# 2014 Cobia World Championships



## eddiem84 (Nov 3, 2010)

The 2014 Cobia World Championships is right around the corner! This year we will have weigh stations located at Harbor Docks in Destin, Half Hitch Tackle in Panama City, Outcast Bait & Tackle in Pensacola and Orange Beach Marina in Orange Beach, AL! See below for more info or visit our website at http://cobiaworldchampionships.com or our Facebook page at https://www.facebook.com/CobiaWorldChampionships.
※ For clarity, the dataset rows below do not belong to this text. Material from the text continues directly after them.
PR #19, opened 2019-09-20
tests: add simulate() routine

FFY00:
We will need to run this routine in several tests so I am splitting it
to its own function.


FFY00:
Oh-oh, seems like the CI went away with #18.

FFY00:
@bentiss is it fine to trigger on pull requests?

PR #24, opened 2019-09-30
production: make the server ready for production

FFY00:
Running the server in a production environments seems to solve most of
the lag when running the tests, making them more reliable.

```
$ sudo uwsgi --http :8080 --wsgi-file ratbag_emu/__main__.py
```


ratbag_emu/__main__.py
```diff
@@ -20,23 +20,21 @@
...
+# Run server
+server = connexion.FlaskApp(__name__,
+                            specification_dir=pkg_resources.resource_filename('ratbag_emu', 'openapi/'),
+                            debug=False)
+server.add_api('ratbag-emu.yaml',
+                options={"swagger_ui": True},
+                arguments={'title': 'ratbag-emu'},
+                strict_validation=True,
+                validate_responses=True)
+application = server.app
```
bentiss: That's a lot of changes for an effective one line 2 changes:

change your `main` like the following:
```python
def main(port):
  global application
  # Start handling devices
  ...

  server.add_api('...
  application = server.app
  server.run(port=port)
```

FFY00: `uwsgi` will source the python file. right now `main()` is called inside `if __name__ == '__main__':` which is not desirable. We want to delcare everything in the root script and then actually run the flask app in `if __name__ == '__main__':`.

`if __name__ == '__main__':` will not run when `uwsgi` calls so `main()` won't be run, so we need to run it outside and then use `if __name__ == '__main__':` to start the flask server. There's no point delcaring a main function and running it right after, so I just removed the fucntion.

I think my explanation is not clear enough, so here's some code.

What you are proposing:
```python
...

def main(port):
    global application
    # Start handling devices
    devices_thread = threading.Thread(target=DeviceHandler.handle)
    devices_thread.setDaemon(True)
    devices_thread.start()

    # Run server
    server = connexion.FlaskApp(__name__,
                                specification_dir=pkg_resources.resource_filename('ratbag_emu', 'openapi/'),
                                debug=False)
    server.add_api('ratbag-emu.yaml',
                   options={"swagger_ui": True},
                   arguments={'title': 'ratbag-emu'},
                   strict_validation=True,
                   validate_responses=True)
    server.run(port=port)
    application = server.app


if __name__ == '__main__':
    global application

    ...

    try:
        main(ns.port)
    except KeyboardInterrupt:
        pass
    except Exception:
        traceback.print_exc(file=sys.stdout)
        exit(1)
```

In the `uwsgi` context `if __name__ == '__main__':` won't run so `main()` also won't run, we need to run it outside. But if we run it outside `server.run(port=port)` will run, creating a pure flask server in the background, so we need to move that line to `if __name__ == '__main__':`.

Feel free to ask me any questions if you have any or are interested in fishing our tournament!

*Schedule of Events*
Friday, March 21, 2014 - Sunday, May 4, 2014
2014 Cobia World Championships

*- Friday, March 21 -*
Captains’ Meeting, 6:00 pm at Harbor Docks
Dinner and Cocktails for all registered Captains and Crew, Hosted by Back Forty Beer Co.
*- Saturday, March 22 -*
Tournament begins
Weigh-in 4:00 pm - 8:00 pm every day at Harbor Docks
*- Sunday, May 4 -*
2014 Cobia World Championship ends
Weigh-in closes at 6:00 pm at Harbor Docks
Awards Ceremony following closing of scales


*Entry Fees*
Cobia World Championships
Overall World Championships • Junior World Championships • Ladies World Championships
$350

28’ and Under World Championships
Junior World Championships • Ladies World Championships
$150

Bote S.U.P. World Championships
April 11, 2014 - May 4, 2014
$25



*Optional Cash Awards**
Largest Fish**
$50 • $100 • $250 • $500 • $1,000
Fat Four (aggregate)**
$50 • $100 • $250 • $500 • $1,000
28’ and Under Largest Fish**
$50 • $100 • $250

* 10% of ALL cash awards will be taken out for Take-A-Kid Fishing Day
** Cash awards split 50/30/20 if 10 boats or more, 70/30 if under 10 boats


----------